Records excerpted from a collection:

━━━

PR #5880, opened 2026-03-11
optimizer: rework CTE materialization logic and subquery cost estimation

jussisaurio:
## Beef

Major overhaul of how materialized CTEs and FROM-subqueries are planned, costed, and executed. The main TLDR things:

1. teach the optimizer to seek into materialized subqueries with both equalities and ranges
2. make subqueries intrinsic-ordering-aware (simplest case: if subquery has an ORDER BY, the parent query knows it's ordered by certain columns and can utilize that order directly).
    - this can be used to: 
        - elide ORDER BY from the parent query if the subquery satisfies the required ordering
         - optimize simple MIN()/MAX() queries as single index seeks instead of full scans to perform the aggregation.
     - we already implemented this for top-level queries in #5894 but this enables it for materialized CTEs too.
3. Fix a really dumb bug in MULTI-OR execution

The following paragraphs contain some more details.
                             
## Materialized CTEs can now be range scanned with an ephemeral index

What it says on the tin.

## MIN/MAX fast path enabled on materialized subqueries that provide a suitable order

like sqlite, simple MIN/MAX aggregates are now modeled as an "extremum order target" in the planner.
When a materialized CTE already produces rows in the right order (from an explicit ORDER BY or from a
single-source btree scan where the ordering keys are defined - i.e. rowid alias or index), the planner can scan backwards (Last/Prev) for MAX or forwards for MIN,
grabbing the first qualifying row without building a secondary index.

## ORDER BY elision enabled on subqueries that provide a suitable order

Same as above, but for general cases where a parent query scans a CTE and the CTE provably provides that order. Coroutine CTEs only permit ORDER BY elision with forward scans, but materialized CTEs also allow it in backwards scans.

## Refactor consumed-constraint tracking to be more precise

The old coarse filter buckets (AllConstraints / LocalOnly / None) approximated which WHERE-term
selectivity the access method already accounted for. This is replaced by explicit tracking of which WHERE
clauses each access path consumed. The join planner now only applies selectivity for genuinely unconsumed
predicates, preventing double-counting that led to wrong join orders when seeking into materialized CTEs.

## Better costing of CTE materialization

- ANALYZE stats threaded more broadly to all access types considered
- Cost comparison between CTE coroutine execution and CTE materialization is now explicit. The optimizer computes setup cost (scan + index-build), per-outer-row seek cost, and compares against coroutine re-execution cost, with a bonus for seek paths that also eliminate a sort, just like for regular indexes

## Somewhat hacky way to get correlated subqueries to participate in cost-based optimization

Adds "input cardinality hints" for correlated subqueries: the outer query tells correlated subqueries how many times they'll be invoked, enabling a re-optimization pass with better estimates after the main join order is known. The point here is that our regular join order optimizer uses input cardinalities to calculate overall costs for whole plans. Since correlated subs are outside the main optimizer routine, this is a bit of a hack, but let's get rid of it later.

## Relax overly strict CTE materialization guards

A CTE that internally contains correlated subqueries can now be materialized and shared, as long as the
CTE itself doesn't depend on the outer scope. Before, we were blocking materialization even when the CTE contained correlated subs that were fully contained to the CTE itself.

## Fix really stupid MULTI-OR execution bug

- MULTI-OR Next instruction jumped to its own label instead of the loop start, causing it to always exhaust the cursor

## EXPLAIN QUERY PLAN bugfixes
- EQP range key display — the end-key operator was showing the raw B-tree termination condition instead of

━━━

▶ **Try it**
Your answer should be the lines above from the one containing "3. Fix a really" through the one containing "- Cost comparison", copied exactly and with both ends kept.

▶ **Exercise output**
3. Fix a really dumb bug in MULTI-OR execution

The following paragraphs contain some more details.
                             
## Materialized CTEs can now be range scanned with an ephemeral index

What it says on the tin.

## MIN/MAX fast path enabled on materialized subqueries that provide a suitable order

like sqlite, simple MIN/MAX aggregates are now modeled as an "extremum order target" in the planner.
When a materialized CTE already produces rows in the right order (from an explicit ORDER BY or from a
single-source btree scan where the ordering keys are defined - i.e. rowid alias or index), the planner can scan backwards (Last/Prev) for MAX or forwards for MIN,
grabbing the first qualifying row without building a secondary index.

## ORDER BY elision enabled on subqueries that provide a suitable order

Same as above, but for general cases where a parent query scans a CTE and the CTE provably provides that order. Coroutine CTEs only permit ORDER BY elision with forward scans, but materialized CTEs also allow it in backwards scans.

## Refactor consumed-constraint tracking to be more precise

The old coarse filter buckets (AllConstraints / LocalOnly / None) approximated which WHERE-term
selectivity the access method already accounted for. This is replaced by explicit tracking of which WHERE
clauses each access path consumed. The join planner now only applies selectivity for genuinely unconsumed
predicates, preventing double-counting that led to wrong join orders when seeking into materialized CTEs.

## Better costing of CTE materialization

- ANALYZE stats threaded more broadly to all access types considered
- Cost comparison between CTE coroutine execution and CTE materialization is now explicit. The optimizer computes setup cost (scan + index-build), per-outer-row seek cost, and compares against coroutine re-execution cost, with a bonus for seek paths that also eliminate a sort, just like for regular indexes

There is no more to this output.